Riset Mengenai Terorisme di Aceh Perlu Diperbanyak
Provinsi Aceh dinilai rentan menjadi tempat pengaderan jaringan teroris di Tanah Air. Namun, riset mengenai aktivitas terorisme di Aceh dinilai masih minim. Ke depan, riset mengenai terorisme di Aceh perlu diperbanyak.
Oleh
ZULKARNAINI
·3 menit baca
BANDA ACEH, KOMPAS — Provinsi Aceh dinilai rentan menjadi tempat pengaderan jaringan teroris di Tanah Air. Namun, riset mengenai aktivitas terorisme di Aceh dinilai masih minim. Ke depan, riset mengenai terorisme di Aceh perlu diperbanyak untuk memudahkan upaya penanggulangan.
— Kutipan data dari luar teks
PR #748, opened 2023-01-23
ROX-13666: Create non-privileged RDS DB user

vladbologa:
## Description

At the moment, ACSCS Central instances connect to their databases using an account with `rds_superuser` privileges. While this is not a root account (the `rdsadmin`'s account credentials are not shared by AWS), it's good practice to create an account that has a least privileges required for operation.

Existing Centrals retrieve the Central-DB password from the `central-db-password` secret. This PR adds an extra annotation to this secret (`"platform.stackrox.io/user-type"`), which it then uses to determine what kind of password is stored there (the master password, or the non-privileged user password).

If the secret contains the master password (which is the case for new Centrals, or pre-existing Centrals that were created by a previous version of `fleetshard-sync`), then a database initialisation is needed, which:
- creates the non-privileged DB user
- creates the `central_active` DB and creates the `pg_stat_statements` extension into it (this is something that Central is normally doing, but it can't with a non superuser Postgres account)

The initialisation is designed to not fail if some parts have already been performed. Once it is completed, the password of the `rds_superuser` account will be replaced, and **won't be stored anywhere**. If we ever need it again, it can be recreated using the AWS RDS API, provided the necessary credentials are available.

### New Central provisioning
Tested locally by verifying that a DB was provisioned, and that the Central was able to connect:
`./scripts/create-central.sh`

I also checked the Central logs for DB related errors.

### Existing Centrals upgrade
Using the steps above, I created a central from the `main` branch.
Afterwards, I checked out the branch of this PR and executed `DOCKER_CONFIG=~/.docker make deploy/dev-fast`. This rebuilds and restarts `fleet-manager` and `fleetshard-sync`.

After that I verified that the user by created (inspected the `central-db-password`, and verified that the DB user exists, and that the Central is running correctly).

```
# To run tests locally run:
```


fleetshard/pkg/central/postgres/dbinit.go
```diff
@@ -0,0 +1,152 @@
...
+
+func installExtensions(ctx context.Context, con DBConnection) error {
+	db, err := sql.Open("postgres", con.AsConnectionStringWithPassword())
+	if err != nil {
+		return fmt.Errorf("opening DB: %w", err)
+	}
+
+	defer db.Close()
+
+	_, err = db.ExecContext(ctx, "CREATE EXTENSION IF NOT EXISTS pg_stat_statements")
```
vladbologa, line 146: With a non-privileged account, Central tries to install the `pg_stat_statements` extension but fails.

Hal itu mencuat dalam webinar bertema ”Terorisme di Aceh: Fakta dan Pencegahan”, Selasa (30/8/2022), di Banda Aceh. Seminar tersebut digelar oleh Poesa Institute.
Pengamat teroris yang juga dosen Antropologi Universitas Malikussaleh, Lhokseumawe, Al Chaidar, mengatakan, isu terorisme di Aceh belum menarik perhatian para peneliti di kampus. Selain isunya yang berat, sumber pendanaan untuk penelitian terkait terorisme juga minim.
”Isu terorisme masih kurang perhatian, pendanaan juga sangat sedikit,” ujar Al Chaidar saat menjadi pembicara dalam webinar tersebut.
Al Chaidar termasuk salah seorang dosen di Aceh yang memiliki perhatian terhadap isu terorisme. Sejak lama, dia mengkaji dan mengikuti perkembangan gerakan terorisme di Aceh.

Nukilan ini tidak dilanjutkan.